Sosyal medyanın toplumda bir statü belirleyicisi haline gelmesi ise yine herkesin farkında
olduğu ama kimsenin gerçekten önlem almaya çalışmadığı bir başka konu. Şimdi elime
mikrofon alıp kampüste “Sosyal medya nedir?” başlıklı bir röportaj yapmak istesem hemen
hemen herkesin “ego tatmin aracı” gibi bir tanımlama yapacağından neredeyse eminim.

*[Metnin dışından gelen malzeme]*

PR #2466, opened 2018-12-17
ARTEMIS-2206 The MQTT consumer reconnection caused the queue to not be cle…

onlyMIT:
### Test environment

1. Use 10,000 (9 thousand senders, 1 thousand consumers) MQTT connection on one server to test Artemis, set the 'cleanSession' property to true；
2. MQTT client: paho 1.2.0;
3. Server: CPU Cores:32, Mem:64G, SSD:250G, HDD:1T

### Issue

**Issue 1**
Artemis broker has the following exception log:
`[Thread-0 (ActiveMQ-remoting-threads-ActiveMQServerImpl::serverUUID=fb358579-feb3-11e8-bc7c-141877a7fd13-1409545055)] 17:27:59,035 WARN  [org.apache.activemq.artemis.utils.actors.OrderedExecutor] null: java.lang.NullPointerException
	at org.apache.activemq.artemis.core.protocol.mqtt.MQTTProtocolManager.isClientConnected(MQTTProtocolManager.java:182) [:]
	at org.apache.activemq.artemis.core.protocol.mqtt.MQTTConnectionManager.disconnect(MQTTConnectionManager.java:150) [:]
	at org.apache.activemq.artemis.core.protocol.mqtt.MQTTFailureListener.connectionFailed(MQTTFailureListener.java:37) [:]
	at org.apache.activemq.artemis.core.protocol.mqtt.MQTTConnection.fail(MQTTConnection.java:147) [:]
	at org.apache.activemq.artemis.core.remoting.server.impl.RemotingServiceImpl.issueFailure(RemotingServiceImpl.java:561) [:]
	at org.apache.activemq.artemis.core.remoting.server.impl.RemotingServiceImpl.connectionDestroyed(RemotingServiceImpl.java:542) [:]
	at org.apache.activemq.artemis.core.remoting.impl.netty.NettyAcceptor$Listener.connectionDestroyed(NettyAcceptor.java:858) [:]
	at org.apache.activemq.artemis.core.remoting.impl.netty.ActiveMQChannelHandler.lambda$channelInactive$0(ActiveMQChannelHandler.java:83) [:]
	at org.apache.activemq.artemis.utils.actors.OrderedExecutor.doTask(OrderedExecutor.java:42) [:]
	at org.apache.activemq.artemis.utils.actors.OrderedExecutor.doTask(OrderedExecutor.java:31) [:]
	at org.apache.activemq.artemis.utils.actors.ProcessorBase.executePendingTasks(ProcessorBase.java:66) [:]
[...]

PR #2485, opened 2018-12-29
ARTEMIS-2217 ‘MQTTSessionState’ in the ‘SESSIONS ConcurrentHashMap’ n…

onlyMIT:
…ever be removed

‘MQTTSessionState’ in the ‘SESSIONS ConcurrentHashMap’ should be removed when the conusmer （cleanSession is true） connection is closed


onlyMIT:
@jbertram  Nice! Really need more specific test

jbertram:
After looking at writing a test for this I thought the solution here was not very intuitive so I opened #2491 to address this problem (with a test).

jbertram:
@onlyMIT, can you close this PR since #2491 is in good shape now?

jbertram:
@onlyMIT, I put the `getSessionState` method back onto #2491, but #2466 will still have conflicts which you'll need to resolve once the merge on #2491 is done.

Komiktir ki ben dahil hepimiz durumun farkında olmamıza rağmen sosyal medya
kullanmaya devam ediyoruz ve bunu kolay kolay bırakılamayacak bir alışkanlık haline
getirmiş durumdayız. İnsanların bizi nasıl gördüğünü o kadar önemsiyoruz ve o kadar
olmadığımız ama olmak istediğimiz insanmışız gibi bir imaj çiziyoruz ki, gerçek
kimliklerimizi yitiriyoruz. Bu da gitgide samimiyetsiz ve sadece sosyal statüyü umursayan
bir neslin yetişmesi demek oluyor. İnsan sevilmek için neler yapmıyor ki? Ben Black
Mirror’un her bölümünün bir gün gerçekleşme olasılığı olduğunu düşünüyorum. Belki
yirmi, belki altmış sene sonra insanların teknolojinin esiri haline geldiğinde ise bu işin geri
dönüşünün mümkün olacağını hiç sanmıyorum.